◆ Instructions to follow: Word for word, repeat each record that follows.

◆ Recorded information:
————————

PR #3749, opened 2026-07-31
CI: add warn-only accessibility synthetics

reakaleek:
## What

- Add a CI-only synthetics accessibility check that runs axe against key docs pages
- Report WCAG 2.1 A/AA violations as GitHub Actions warnings without failing the job

## Why

- Start measuring docs accessibility in this repo's CI without blocking merges or deployment quality gates
- Keep the existing synthetics suite unchanged for pipelines that run before production deploys

## Notes

- The new check lives outside `synthetics/journeys` and uses a separate npm script so `synthetics:test` and `synthetics:push:*` stay unchanged
- Violations are warn-only for now so follow-up PRs can fix issues before making the check blocking

### DIFF
--- a/.github/workflows/ci.yml
+++ b/.github/workflows/ci.yml
@@ -71,6 +71,10 @@ jobs:
         working-directory: src/Elastic.Documentation.Site
         run: npm run synthetics:test
 
+      - name: Run accessibility synthetics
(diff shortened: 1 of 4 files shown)


Mpdreamz (approved):
LOVE this long overdue!

PR #3831, opened 2026-08-11
Add page-aware API version switcher for API Explorer

reakaleek:
## Why

Multi-version API pages need a version switcher that links to the same operation in another major when it exists there. The interim native select only navigated to version landing pages and did not match the docs navigation dropdown pattern.

## What

Replace the interim `<select>` with the same focus-within dropdown used in docs navigation. Build switcher targets from the version index and a cross-version page index so operation, tag, and schema pages deep-link across majors with landing-page fallback. Hide the product `#nav-dropdown` on API pages so only the version switcher appears in the left nav.

Closes elastic/docs-eng-team#723


reakaleek:

reakaleek:

Mpdreamz (changes requested):
This is not ready to approve yet. The current synthetics run fails in the API Explorer journey: `Switch API version with the sidebar dropdown` waits for `#api-version-switcher`, but the element is not found. Since this PR is specifically replacing the version switcher UI, that needs to be fixed and rerun before merge. The branch also needs a rebase because it is currently conflicting.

————————

◆ Response to this exercise:
PR #3749, opened 2026-07-31
CI: add warn-only accessibility synthetics

reakaleek:
## What

- Add a CI-only synthetics accessibility check that runs axe against key docs pages
- Report WCAG 2.1 A/AA violations as GitHub Actions warnings without failing the job

## Why

- Start measuring docs accessibility in this repo's CI without blocking merges or deployment quality gates
- Keep the existing synthetics suite unchanged for pipelines that run before production deploys

## Notes

- The new check lives outside `synthetics/journeys` and uses a separate npm script so `synthetics:test` and `synthetics:push:*` stay unchanged
- Violations are warn-only for now so follow-up PRs can fix issues before making the check blocking

### DIFF
--- a/.github/workflows/ci.yml
+++ b/.github/workflows/ci.yml
@@ -71,6 +71,10 @@ jobs:
         working-directory: src/Elastic.Documentation.Site
         run: npm run synthetics:test
 
+      - name: Run accessibility synthetics
(diff shortened: 1 of 4 files shown)


Mpdreamz (approved):
LOVE this long overdue!

PR #3831, opened 2026-08-11
Add page-aware API version switcher for API Explorer

reakaleek:
## Why

Multi-version API pages need a version switcher that links to the same operation in another major when it exists there. The interim native select only navigated to version landing pages and did not match the docs navigation dropdown pattern.

## What

Replace the interim `<select>` with the same focus-within dropdown used in docs navigation. Build switcher targets from the version index and a cross-version page index so operation, tag, and schema pages deep-link across majors with landing-page fallback. Hide the product `#nav-dropdown` on API pages so only the version switcher appears in the left nav.

Closes elastic/docs-eng-team#723


reakaleek:

reakaleek:

Mpdreamz (changes requested):
This is not ready to approve yet. The current synthetics run fails in the API Explorer journey: `Switch API version with the sidebar dropdown` waits for `#api-version-switcher`, but the element is not found. Since this PR is specifically replacing the version switcher UI, that needs to be fixed and rerun before merge. The branch also needs a rebase because it is currently conflicting.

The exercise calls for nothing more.